PROBLEM:
Your answer should be the full listing, copied word for word.

MATERIALS PROVIDED:
========

PR #1398, opened 2024-01-06
feat: fully reading auth packets and use stamps

aronwk-aaron:
tested that logging in still works and that stamps in the client logs are now correct


Xiphoseer (dismissed):

EmosewaMC (dismissed):

dNet/AuthPackets.cpp
```diff
@@ -60,42 +80,93 @@ void AuthPackets::SendHandshake(dServer* server, const SystemAddress& sysAddr, c
...
+	inStream.Read(platformID);
+	LOG_DEBUG("OS Info: [Size: %i, Major: %i, Minor %i, Buid#: %i, platformID: %i]", osVersionInfoSize, majorVersion, minorVersion, buildNumber, platformID);
 
 	// Fetch account details
 	auto accountInfo = Database::Get()->GetAccountInfo(username);
 
 	if (!accountInfo) {
 		LOG("No user by name %s found!", username.c_str());
-		AuthPackets::SendLoginResponse(server, packet->systemAddress, eLoginResponse::INVALID_USER, "", "", 2001, username);
+		stamps.emplace_back(Stamp(eStamps::PASSPORT_AUTH_ERROR, 1));
```
Xiphoseer, line 152: Afaik, emplace back forwards to the constructor so you need no `Stamp(...)` here. As is, this would call the copy constructor with the new value.

aronwk-aaron: oh cool

Xiphoseer (approved):

EmosewaMC (approved):
wait for ci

========

EXERCISE RESPONSE:
PR #1398, opened 2024-01-06
feat: fully reading auth packets and use stamps

aronwk-aaron:
tested that logging in still works and that stamps in the client logs are now correct


Xiphoseer (dismissed):

EmosewaMC (dismissed):

dNet/AuthPackets.cpp
```diff
@@ -60,42 +80,93 @@ void AuthPackets::SendHandshake(dServer* server, const SystemAddress& sysAddr, c
...
+	inStream.Read(platformID);
+	LOG_DEBUG("OS Info: [Size: %i, Major: %i, Minor %i, Buid#: %i, platformID: %i]", osVersionInfoSize, majorVersion, minorVersion, buildNumber, platformID);
 
 	// Fetch account details
 	auto accountInfo = Database::Get()->GetAccountInfo(username);
 
 	if (!accountInfo) {
 		LOG("No user by name %s found!", username.c_str());
-		AuthPackets::SendLoginResponse(server, packet->systemAddress, eLoginResponse::INVALID_USER, "", "", 2001, username);
+		stamps.emplace_back(Stamp(eStamps::PASSPORT_AUTH_ERROR, 1));
```
Xiphoseer, line 152: Afaik, emplace back forwards to the constructor so you need no `Stamp(...)` here. As is, this would call the copy constructor with the new value.

aronwk-aaron: oh cool

Xiphoseer (approved):

EmosewaMC (approved):
wait for ci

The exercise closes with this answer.